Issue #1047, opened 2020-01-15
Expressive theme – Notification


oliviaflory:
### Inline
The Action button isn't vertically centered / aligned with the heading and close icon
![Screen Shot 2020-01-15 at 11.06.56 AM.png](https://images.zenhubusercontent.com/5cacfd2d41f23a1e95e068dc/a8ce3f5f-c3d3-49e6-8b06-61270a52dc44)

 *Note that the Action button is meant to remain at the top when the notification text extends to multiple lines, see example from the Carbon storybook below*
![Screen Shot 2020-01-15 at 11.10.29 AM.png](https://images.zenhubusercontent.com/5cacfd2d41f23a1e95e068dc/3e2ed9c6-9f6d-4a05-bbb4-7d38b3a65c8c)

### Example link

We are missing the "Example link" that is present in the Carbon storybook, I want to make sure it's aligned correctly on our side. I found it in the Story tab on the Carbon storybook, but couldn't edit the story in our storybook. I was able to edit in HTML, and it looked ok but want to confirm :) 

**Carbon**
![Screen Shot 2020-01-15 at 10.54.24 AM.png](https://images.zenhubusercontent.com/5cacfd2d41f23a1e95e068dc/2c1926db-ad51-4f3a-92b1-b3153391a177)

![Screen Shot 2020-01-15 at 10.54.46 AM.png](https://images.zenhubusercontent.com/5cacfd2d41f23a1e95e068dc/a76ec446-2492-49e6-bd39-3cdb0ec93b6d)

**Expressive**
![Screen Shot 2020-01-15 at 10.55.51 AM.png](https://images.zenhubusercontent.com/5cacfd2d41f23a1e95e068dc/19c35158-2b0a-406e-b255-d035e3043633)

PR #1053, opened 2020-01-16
--
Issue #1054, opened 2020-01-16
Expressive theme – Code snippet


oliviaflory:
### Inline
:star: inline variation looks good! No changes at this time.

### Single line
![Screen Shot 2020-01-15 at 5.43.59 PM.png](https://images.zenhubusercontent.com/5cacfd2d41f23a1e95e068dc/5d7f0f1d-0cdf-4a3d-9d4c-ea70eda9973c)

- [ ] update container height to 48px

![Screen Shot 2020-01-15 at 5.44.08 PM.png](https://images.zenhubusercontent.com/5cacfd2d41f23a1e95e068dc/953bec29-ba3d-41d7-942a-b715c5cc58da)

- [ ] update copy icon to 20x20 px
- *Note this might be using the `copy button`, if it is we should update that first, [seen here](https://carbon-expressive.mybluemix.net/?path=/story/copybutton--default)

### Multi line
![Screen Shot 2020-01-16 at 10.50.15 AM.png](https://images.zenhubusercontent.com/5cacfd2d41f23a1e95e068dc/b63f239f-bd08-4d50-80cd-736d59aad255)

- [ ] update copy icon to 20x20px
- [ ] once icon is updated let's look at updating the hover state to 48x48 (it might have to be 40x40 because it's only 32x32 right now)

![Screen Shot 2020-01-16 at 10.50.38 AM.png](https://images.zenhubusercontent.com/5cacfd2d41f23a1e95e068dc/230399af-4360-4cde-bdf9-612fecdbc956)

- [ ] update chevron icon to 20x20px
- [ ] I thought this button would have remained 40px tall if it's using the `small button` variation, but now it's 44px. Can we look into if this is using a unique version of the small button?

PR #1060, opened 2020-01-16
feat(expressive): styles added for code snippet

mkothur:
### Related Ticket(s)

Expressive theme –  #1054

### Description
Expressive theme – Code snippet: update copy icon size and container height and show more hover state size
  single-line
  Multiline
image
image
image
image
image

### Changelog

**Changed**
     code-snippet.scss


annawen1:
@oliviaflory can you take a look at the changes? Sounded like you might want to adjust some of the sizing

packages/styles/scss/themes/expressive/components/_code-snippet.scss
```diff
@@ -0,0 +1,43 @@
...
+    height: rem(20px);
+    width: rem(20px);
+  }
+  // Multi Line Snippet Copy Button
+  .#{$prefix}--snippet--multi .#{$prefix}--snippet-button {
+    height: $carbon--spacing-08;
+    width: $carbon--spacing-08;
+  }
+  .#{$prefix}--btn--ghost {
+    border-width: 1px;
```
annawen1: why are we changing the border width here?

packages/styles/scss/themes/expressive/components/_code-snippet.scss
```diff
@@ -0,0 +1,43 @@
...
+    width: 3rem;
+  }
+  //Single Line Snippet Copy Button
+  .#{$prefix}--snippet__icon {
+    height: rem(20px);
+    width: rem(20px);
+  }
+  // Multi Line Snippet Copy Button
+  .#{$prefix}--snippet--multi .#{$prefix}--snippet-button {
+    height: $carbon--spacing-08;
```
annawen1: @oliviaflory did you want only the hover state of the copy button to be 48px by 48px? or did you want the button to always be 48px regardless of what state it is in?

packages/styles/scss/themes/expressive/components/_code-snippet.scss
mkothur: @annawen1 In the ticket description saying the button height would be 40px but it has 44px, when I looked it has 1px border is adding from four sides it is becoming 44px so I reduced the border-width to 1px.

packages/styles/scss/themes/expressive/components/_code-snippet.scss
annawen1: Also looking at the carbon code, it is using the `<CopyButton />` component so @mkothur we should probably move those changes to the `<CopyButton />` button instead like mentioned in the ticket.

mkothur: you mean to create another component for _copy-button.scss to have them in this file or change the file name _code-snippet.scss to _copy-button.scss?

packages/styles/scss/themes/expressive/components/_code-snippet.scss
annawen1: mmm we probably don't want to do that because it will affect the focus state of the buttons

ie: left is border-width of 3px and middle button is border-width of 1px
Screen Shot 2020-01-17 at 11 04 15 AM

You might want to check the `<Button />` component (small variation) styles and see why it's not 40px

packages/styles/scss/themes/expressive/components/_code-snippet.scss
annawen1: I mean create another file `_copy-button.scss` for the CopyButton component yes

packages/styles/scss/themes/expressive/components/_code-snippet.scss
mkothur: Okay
==
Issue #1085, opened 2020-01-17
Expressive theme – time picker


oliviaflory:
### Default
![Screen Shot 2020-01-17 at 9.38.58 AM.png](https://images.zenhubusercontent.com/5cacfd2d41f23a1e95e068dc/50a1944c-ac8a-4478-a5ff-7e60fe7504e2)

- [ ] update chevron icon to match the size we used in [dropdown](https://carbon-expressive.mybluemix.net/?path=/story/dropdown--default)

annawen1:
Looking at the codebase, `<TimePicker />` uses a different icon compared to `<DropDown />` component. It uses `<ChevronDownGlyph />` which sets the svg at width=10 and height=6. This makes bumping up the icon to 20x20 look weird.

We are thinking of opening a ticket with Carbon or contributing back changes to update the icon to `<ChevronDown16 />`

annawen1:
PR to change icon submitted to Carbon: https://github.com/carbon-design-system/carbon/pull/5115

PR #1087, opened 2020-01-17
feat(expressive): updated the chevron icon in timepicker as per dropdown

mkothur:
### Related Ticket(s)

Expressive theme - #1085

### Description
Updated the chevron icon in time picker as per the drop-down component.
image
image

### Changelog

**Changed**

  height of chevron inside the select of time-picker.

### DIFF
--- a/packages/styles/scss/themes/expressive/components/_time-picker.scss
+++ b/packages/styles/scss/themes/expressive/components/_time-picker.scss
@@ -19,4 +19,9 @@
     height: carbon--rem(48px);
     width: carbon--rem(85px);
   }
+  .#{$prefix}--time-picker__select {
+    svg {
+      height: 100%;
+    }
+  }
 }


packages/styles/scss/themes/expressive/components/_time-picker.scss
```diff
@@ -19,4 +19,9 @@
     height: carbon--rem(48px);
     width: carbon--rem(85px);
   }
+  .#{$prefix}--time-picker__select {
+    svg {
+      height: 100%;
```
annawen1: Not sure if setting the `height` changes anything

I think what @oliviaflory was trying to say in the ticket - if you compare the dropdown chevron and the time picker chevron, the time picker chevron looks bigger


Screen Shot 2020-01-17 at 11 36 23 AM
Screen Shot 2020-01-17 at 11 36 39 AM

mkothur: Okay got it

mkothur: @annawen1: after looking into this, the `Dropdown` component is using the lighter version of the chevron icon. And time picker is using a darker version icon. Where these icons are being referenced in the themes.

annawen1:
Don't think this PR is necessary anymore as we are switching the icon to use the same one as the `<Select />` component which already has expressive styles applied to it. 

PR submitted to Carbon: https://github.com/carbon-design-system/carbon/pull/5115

**What you need to do**
Show every line above in which the word "should" appears.

**Written solution**
- *Note this might be using the `copy button`, if it is we should update that first, [seen here](https://carbon-expressive.mybluemix.net/?path=/story/copybutton--default)
annawen1: Also looking at the carbon code, it is using the `<CopyButton />` component so @mkothur we should probably move those changes to the `<CopyButton />` button instead like mentioned in the ticket.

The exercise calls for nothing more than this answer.